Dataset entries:
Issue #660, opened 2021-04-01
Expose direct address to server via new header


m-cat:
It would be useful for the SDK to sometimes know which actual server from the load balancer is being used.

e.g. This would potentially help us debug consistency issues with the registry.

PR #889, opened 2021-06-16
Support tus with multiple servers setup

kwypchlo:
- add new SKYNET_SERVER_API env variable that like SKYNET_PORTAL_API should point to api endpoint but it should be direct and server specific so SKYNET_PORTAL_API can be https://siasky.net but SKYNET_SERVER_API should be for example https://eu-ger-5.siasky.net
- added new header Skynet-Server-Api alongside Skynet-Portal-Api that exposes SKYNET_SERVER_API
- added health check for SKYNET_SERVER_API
--
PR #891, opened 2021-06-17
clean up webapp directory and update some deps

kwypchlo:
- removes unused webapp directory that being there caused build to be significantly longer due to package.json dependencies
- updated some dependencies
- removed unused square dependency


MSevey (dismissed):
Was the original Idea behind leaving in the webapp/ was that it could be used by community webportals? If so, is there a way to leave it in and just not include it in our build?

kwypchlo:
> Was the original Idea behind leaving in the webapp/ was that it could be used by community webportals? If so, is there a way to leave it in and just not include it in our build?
* * *
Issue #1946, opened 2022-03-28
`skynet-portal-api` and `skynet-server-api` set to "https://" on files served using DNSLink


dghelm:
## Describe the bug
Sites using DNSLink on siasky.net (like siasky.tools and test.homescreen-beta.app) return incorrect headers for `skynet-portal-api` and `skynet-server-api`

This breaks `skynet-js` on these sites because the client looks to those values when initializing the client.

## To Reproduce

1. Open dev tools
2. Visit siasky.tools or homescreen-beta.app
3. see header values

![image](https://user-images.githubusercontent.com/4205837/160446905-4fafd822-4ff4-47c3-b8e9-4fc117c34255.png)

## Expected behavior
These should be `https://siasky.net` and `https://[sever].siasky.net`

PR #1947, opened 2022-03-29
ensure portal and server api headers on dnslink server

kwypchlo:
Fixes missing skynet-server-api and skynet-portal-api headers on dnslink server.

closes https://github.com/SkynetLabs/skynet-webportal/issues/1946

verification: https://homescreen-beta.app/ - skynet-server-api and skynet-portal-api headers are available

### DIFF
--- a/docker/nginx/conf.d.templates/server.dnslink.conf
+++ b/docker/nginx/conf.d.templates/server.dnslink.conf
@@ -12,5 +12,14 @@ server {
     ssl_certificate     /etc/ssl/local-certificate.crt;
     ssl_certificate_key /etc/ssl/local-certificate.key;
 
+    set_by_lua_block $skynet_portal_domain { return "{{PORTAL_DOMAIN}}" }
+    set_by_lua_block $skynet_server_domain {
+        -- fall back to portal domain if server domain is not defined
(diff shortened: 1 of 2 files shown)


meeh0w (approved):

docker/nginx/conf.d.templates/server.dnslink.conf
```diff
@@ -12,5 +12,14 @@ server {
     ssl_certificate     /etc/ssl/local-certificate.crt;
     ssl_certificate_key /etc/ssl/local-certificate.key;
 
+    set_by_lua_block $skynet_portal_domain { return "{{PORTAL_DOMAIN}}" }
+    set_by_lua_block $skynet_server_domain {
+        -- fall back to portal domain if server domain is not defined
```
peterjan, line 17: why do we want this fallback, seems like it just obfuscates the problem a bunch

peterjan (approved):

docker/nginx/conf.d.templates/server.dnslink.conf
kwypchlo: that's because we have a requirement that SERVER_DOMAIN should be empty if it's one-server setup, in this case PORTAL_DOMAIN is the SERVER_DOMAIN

* [Exercise prompt]
Every line from the line containing "Issue #660, opened 2021-04-01" through the line containing "- added health check for SKYNET_SERVER_API" in the records above must be retyped exactly. Leave out the rest.

* [Your response]
Issue #660, opened 2021-04-01
Expose direct address to server via new header


m-cat:
It would be useful for the SDK to sometimes know which actual server from the load balancer is being used.

e.g. This would potentially help us debug consistency issues with the registry.

PR #889, opened 2021-06-16
Support tus with multiple servers setup

kwypchlo:
- add new SKYNET_SERVER_API env variable that like SKYNET_PORTAL_API should point to api endpoint but it should be direct and server specific so SKYNET_PORTAL_API can be https://siasky.net but SKYNET_SERVER_API should be for example https://eu-ger-5.siasky.net
- added new header Skynet-Server-Api alongside Skynet-Portal-Api that exposes SKYNET_SERVER_API
- added health check for SKYNET_SERVER_API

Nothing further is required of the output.